Introduction: External ventricular drainage (EVD) is one of the most common neurosurgical procedures. Antibiotics- and silver-impregnated catheters were increasingly used to reduce ventriculostomy-related infections (VRI). The efficacy of these catheters in routine clinical setting and their impact on EVD-related complications is uncertain. The Hong Kong Neurosurgical Society performed a prospective, territory-wide, multi-center cohort study on EVD infection and complications after introduction of impregnated catheters in public neurosurgical centers.

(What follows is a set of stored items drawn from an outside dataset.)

PR #164, opened 2025-02-03
NEWA_COMMENT_FOOTER might not be set

lukaszachy:


lukaszachy:
hm, no idea why mypy complains... `newa/cli.py:1158: error: "_Environ[str]" not callable  [operator]`

kkaarreell (approved):

PR #167, opened 2025-02-06
Do TF request status update before reporting

kkaarreell:


jharuda:
I tested it and it works fine.

LGMT.

PR #173, opened 2025-03-03
Update execute_job with artifacts_url when known

kkaarreell:
When TF is initiated, `artifacts_url` is not yet known. This change updates `execute_job` with `artifacts_url` when it becomes known so that commands like `newa list` can present it to a user.

### DIFF
--- a/newa/cli.py
+++ b/newa/cli.py
@@ -1302,6 +1302,13 @@ def worker(ctx: CLIContext, schedule_file: Path) -> None:
         tf_request.fetch_details()
         if tf_request.details:
             state = tf_request.details['state']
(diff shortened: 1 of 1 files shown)


The-Mule:
Thanks a lot, works fine for me!

The-Mule (approved):

The-Mule:
Just to double check - when running with --no-wait, I need to do 'execute --continue --no-wait' before 'list' to refresh the results, right?

kkaarreell:
> Just to double check - when running with --no-wait, I need to do 'execute --continue --no-wait' before 'list' to refresh the results, right?

Yes. This is because artifacts_url is not known since the very beginning and it is available through API only once a request is being processed by TF.

Issue #179, opened 2025-03-18
Support 'Sprint' in jira


lukaszachy:
API requires sprint id, which is difficult to use. Idea for now is to allow 'placeholder' value eg 'active' and detect the active sprint from board id.

Bits & pieces:

```
# Get active sprint from board name
def get_active_sprint_id(self, board_name: str ) -> int:
    boards = jira.boards(name=board_name)
    assert len(boards) == 1
    board_id: int = boards[0].id
    # Limit to sprints from requested board
    active_sprints = [
        s for s in jira.sprints(board_id, state='active') if s.originBoardId == board_id
    ]
    return active_sprints[0].id
```
"board_name" could be part of jira newa config file, `sprint: active` or `sprint: 12345` to be as part of issue-config or command line.

PR #180, opened 2025-03-18
Allow to assign Sprint using fields.Sprint

lukaszachy:
For now just using fields. 

I've filled #179 for better UX, but lets have something working right now.


lukaszachy:
Dropping in favour of #183

PR #191, opened 2025-03-25
Add --prev-event and --prev-issue newa options

kkaarreell:


jharuda:
I tested it and it works fine.

LGTM.

PR #212, opened 2025-04-30
Do not exit after 'list' subcommand

kkaarreell:
In fact it may be handy to be able to run `list` subcommand after `execute` or `report` to get more pretty status report.

Example:
newa ... execute report list
or
newa ... execute list report

Also, previously it could happen that some newa commands created a new state-dir even though it was not needed. This should not happen now, commands like `list` `cancel` and options `--help` are not creating new state-dir.


Koncpa (approved):

Koncpa:
RPMbuild manually tested, code LGTM!

PR #126, opened 2022-10-05
Change: use pg_dump for postgres-single

shreddedbacon:
`mariadb-dbaas` and `mariadb-single` both use mysqldump to produce backups

`postgres-dbaas` does pg_dump, but `postgres-single` backs up the data volume, which doesn't seem very useful in terms of being able to easily move to another database.

This brings `postgres-single` in line to use pg_dump like `postgres-dbaas`.

Unfortunately, this would mean that backups from after users deploy after this change would have a different type of backup file to restore with. But I hope this would be a welcome change for people to be able to easily restore from.


shreddedbacon:
@tobybellwood do you see any concerns about doing this?

tobybellwood (approved):
Makes sense to me!

PR #127, opened 2022-10-12
Feature: add OpenSearch template

tobybellwood:
Now that Lagoon (shortly) supports OpenSearch images, this PR adds an OpenSearch lagoon.type for use with it. It also updates the Elasticsearch init container to one that is better supported in GKE clusters

replaces https://github.com/uselagoon/lagoon/pull/3126


shreddedbacon (changes requested):
Can you update this to support spot instances like the other templates: https://github.com/uselagoon/build-deploy-tool/pull/87

shreddedbacon (approved):

PR #137, opened 2022-10-31
Feature: Add LAGOON_BUILD_NAME to BUILD_ARGS

bomoko:
https://github.com/uselagoon/lagoon/issues/2246 raised the question of adding randomization in a build arg in order to break caching. This PR (at the suggestion of @tobybellwood ) injects the build pod's hostname (which is unique) as the variable `LAGOON_BUILD_NAME`.


tobybellwood:
And then all someone needs do is call
```
ARG LAGOON_BUILD_NAME
RUN echo $LAGOON_BUILD_NAME > /lagoon/lagoon-build
```
at the point they want to break caching

shreddedbacon (approved):
This seems like a fairly low impact change

PR #141, opened 2022-11-07
Feature: unidle namespace for pre-rollout tasks

bomoko:
This PR introduces namespace unidling for pre-rollout tasks.

This will ensure that any services that should be available when we're trying to run pre-rollout tasks (assuming the deployments exist) should be running.


shreddedbacon:
Sorry, I clicked the wrong button and merged in before asking if you were ready to go for this.

shreddedbacon:
> @shreddedbacon so this should work now, but I'm wondering if we want or need to wait for the pods to actually be ready?

Say someone runs a task in their CLI pod that needs also communicate with other pods in the environment. If you don't wait for them to start, then the task will fail if the communication to those other pods fails. You might get lucky by not waiting, but it isn't a guarantee that they will be started in time for the task to run.

bomoko:
yep, that was precisely my worry!

cmd/tasks_run.go
```diff
@@ -42,7 +43,29 @@ var tasksPreRun = &cobra.Command{
...
+		// We actually want to unidle the namespace before running pre-rollout tasks,
+		// so we wrap the usual task runner before calling it
+		unidleThenRun := func(namespace string, incoming lagoon.Task) error {
+			err := lagoon.UnidleNamespace(context.TODO(), namespace, namespaceUnidleWaitInSeconds, namespaceUnidleWaitInSeconds)
+			if err != nil {
+				switch {
+				case errors.Is(err, lagoon.NamespaceUnidlingTimeoutError):
+					fmt.Println("Namespace unidling is taking longer than expected - this might affect pre-rollout tasks that rely on multiple services")
+				default:
+					return err
```
shreddedbacon, line 56: I'm a bit nervous about this one, basically if there was an error talking to kubernetes here, that will fail the pre-rollout tasks and return whatever error is presented to the user?

If that is the case, could we at least wrap the error in something that makes it clear that there was something unrelated to their codebase that caused the unidling to fail?

shreddedbacon: This would also block the task from running?

shreddedbacon (approved):

PR #142, opened 2022-11-10
fix: cronjob templates

shreddedbacon:
There is an issue with cronjob templates where filling out the affinity, nodeselector, or tolerations will fail. This corrects the templating issues.


tobybellwood (approved):
Smashing the Approve Button

PR #143, opened 2022-11-10
add build-time DOCKER_BUILDKIT var

tobybellwood:
This PR adds support for `build` scoped env var, `DOCKER_BUILDKIT` to be set - usually to "1", undertaking the image build using the BuildKit enhancements.

It's currently set to off (0) by default but will be set to 1 on any "truthy" setting for the variable as per [strconv.ParseBool](https://pkg.go.dev/strconv#ParseBool)

I created a simple example here that uses buildkit to create a mount - https://github.com/amazeeio-demos/demo-python-simple-flask/tree/buildkit


tobybellwood:
:ninja: - likely of interest to @back-2-95 and @bryangruneberg - will ping you once it's generally available.

legacy/build-deploy-docker-compose.sh
```diff
@@ -698,6 +698,28 @@ if [[ "$BUILD_TYPE" == "pullrequest"  ||  "$BUILD_TYPE" == "branch" ]]; then
...
+      set +x # reduce noise in build logs
+      # Decide whether to use BuildKit for Docker builds - disabled by default.
+      DOCKER_BUILDKIT=0
+
+      if [ ! -z "$LAGOON_PROJECT_VARIABLES" ]; then
+        DOCKER_BUILDKIT=($(echo $LAGOON_PROJECT_VARIABLES | jq -r '.[] | select(.scope == "build") | select(.name == "DOCKER_BUILDKIT") | "\(.value)"'))
+      fi
+      if [ ! -z "$LAGOON_ENVIRONMENT_VARIABLES" ]; then
+        DOCKER_BUILDKIT=($(echo $LAGOON_ENVIRONMENT_VARIABLES | jq -r '.[] | select(.scope == "build") | select(.name == "DOCKER_BUILDKIT") | "\(.value)"'))
+      fi
```
shreddedbacon, line 710: [You need to do this sort of pattern](https://github.com/uselagoon/build-deploy-tool/blob/v0.19.4/legacy/build-deploy-docker-compose.sh#L269-L277). Otherwise it will almost always be 0 due to how the two if statements evaluate.

tobybellwood: I'll relook at it - technically it does work, because the environment not being set doesn't evaluate as truthy, so gets reset to 0 anyway.

shreddedbacon: See these two examples https://gist.github.com/shreddedbacon/f418d84c7e3feff47bdc241308a503ea

shreddedbacon: I just added a third example using the TEMP_X pattern to show you the difference between

tobybellwood: ugh :facepalm: - of course, if there's no ENV vars set, it gets skipped, hence my pass!

shreddedbacon (approved):

back-2-95:
How it goes from here now that it's merged?

tobybellwood:
the next release of Lagoon (in the next couple of weeks) will bring this into production - however, we may deploy the build image earlier than that - will let you know if we do.

back-2-95:
When I see this on dashboard `Lagoon core-v2.10.0+46e4aa51` < to what commit this refers to?

tobybellwood:
> When I see this on dashboard `Lagoon core-v2.10.0+46e4aa51` < to what commit this refers to?

annoyingly, thats the UI version (https://github.com/uselagoon/lagoon-ui/releases/tag/core-v2.10.0) we're working on a more advanced panel to show the Lagoon versions etc.

the builds themselves show the current version in the logs (under Logs Begin):

Our test cluster (where this is running) is here, but our prod clusters will be behind it until we re-release a build image
```
build-deploy-tool v0.19.4+ccca1a61 (built: 2022-11-10T06:42:59+0000 / go 1.17)
```

PR #148, opened 2022-11-27
Feature: dynamic secret loading

bomoko:
This PR introduces the notion of a dynamically loaded secret. It allows a new way of providing volume mounted secrets to pods by searching through the target namespace at build-deploy time for any secrets labelled with `lagoon.sh/dynamic-secret`
Once found, this secret will then be volume mounted at `/var/run/secrets/lagoon/dynamic`.

The use case for this is straightforward - it allows, for example, services that live in lagoon-remote the opportunity to add cluster specific secrets into pods without needing to communicate these data back to the lagoon core.
The specific use case this is being developed for is to allow the `insights-remote` system to inject a token that can be used inside the cluster specific pods to authorize communication back to the cluster local insights-remote instance.


shreddedbacon (approved):
Looks reasonable to me

PR #152, opened 2022-12-05
feature: add primaryingress label to primary ingress

### LINKED ISSUE #149: Primary ingress domains shoud be labled
To make monitoring sites easier and give the possibility to filter for primary domains, we should start adding a label for those ingresses.

Proposal
```
lagoon.sh/primaryingress=true
```

shreddedbacon:
Adds the `lagoon.sh/primaryingress` label to ingress that are detected as being the primary.

closes #149


shreddedbacon:
ugh, what happened with the diff for this

PR #153, opened 2022-12-06
chore: add primaryingress label to primary ingress

### LINKED ISSUE #149: Primary ingress domains shoud be labled

shreddedbacon:
closes #149


tobybellwood (approved):
this makes sense. It'll tie in nicely with an improvement to the route handling

internal/templating/ingress/test-resources/result-custom-ingress1.yaml
```diff
@@ -26,6 +26,7 @@ metadata:
     lagoon.sh/buildType: branch
     lagoon.sh/environment: environment-with-really-really-reall-3fdb
     lagoon.sh/environmentType: production
+    lagoon.sh/primaryingress: "true"
```
smlx, line 29: This adds a third casing type to the labels: all lowercase. Currently the other labels are a mix of kebab-case and camelCase. I wonder if it should use one of the other standards?

shreddedbacon: Yeah, good spot. Missed this.

shreddedbacon: Most of the labels are camelcase, only one or two are kebab case.

Not sure which one to standardise on though at this point. But camelcase has more than the other

tobybellwood: camelCase makes more sense IMO - I'd only suggest kebab if there's a logical separation between words?

PR #81, opened 2023-06-19
Add keys_unsorted

qubidt:
To match jq, rename `keys` to `keys_unsorted` and implement `keys` as a std filter based on `keys_unsorted`. `keys` now returns the array of keys sorted


qubidt:
Also note that while jq specifies that sorting is only performed if the input is an object. That could be enforced in the filter definition but I opted to keep the definition simple.

01mf02:
That looks good, thanks! Let's keep your simple filter definition, as I suppose that `keys` is used mostly on objects anyway.

PR #83, opened 2023-06-20
Implement gsub(regex; string; flags)

qubidt:
Add missing function: `gsub` with 3 args


01mf02:
Thank you for your addition, especially your illustrative tests!

PR #84, opened 2023-06-20
Imeplement string functions

qubidt:
Adds all (AFAICT) of the missing string functions:

* `startswith`
* `endswith`
* `ltrimstr`
* `rtrimstr`


01mf02:
Thanks once more!

PR #85, opened 2023-06-20
Implement date functions

baod-rate:
Implement date functions:

* `now`
* `fromdateiso8601`
* `todateiso8601`


qubidt:
`todateiso8601` produces different formats depending on the input type:
* `YYYY-MM-DDThh:mm:ss±hh:mm` for ints 
* `YYYY-MM-DDThh:mm:ss.sssssssss±hh:mm` for floats

I wanted to do the similar for `fromdateiso8601` but wasn't happy with how bloated it made the function. Implementation suggestions would be appreciated

The other date functions (i.e. strftime/strptime) don't have equivalents in the time crate. Could maybe use https://github.com/MiSawa/time-fmt/

01mf02:
> I wanted to do the similar for `fromdateiso8601` but wasn't happy with how bloated it made the function. Implementation suggestions would be appreciated

To help you with this, would you like to elaborate how you were trying to approach the problem?

> The other date functions (i.e. strftime/strptime) don't have equivalents in the time crate. Could maybe use https://github.com/MiSawa/time-fmt/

Methods: Patients requiring EVD from January to December 2015 in seven public neurosurgical hospitals were recruited. Choice of catheters depended on treating surgeon’s discretion. Prospective collection of clinical and surgical data was performed with a standardized case report form. The primary outcome was ventriculostomy-related infections. Secondary outcomes were EVD complications including tract hemorrhage and blockage and risk factors for complications.
Results: 500 EVDs were included (260 impregnated and 240 conventional catheters). There was no significant difference in patient characteristics, except impregnated catheter group had a longer mean duration of drainage (9.6 days vs 7.6 days, p=.005), and less concurrent multiple EVDs (8.9% vs 16.9%, p=0.007).
Comparing the impregnated and conventional catheters cohort, there was no difference in ventriculostomy-related infection rate (1.5% vs 1.3%, p=0.78), and overall EVD-related complication rate (5.4% vs 5.7%, p=0.13). Infection in antibiotics-impregnated catheters were due to Methicillin-resistant Staphylococcus aureus while those in silver-impregnated and conventional catheters were due to non-resistant bacteria. Risk factor analysis did not yield significant patient or procedure factors causing VRI.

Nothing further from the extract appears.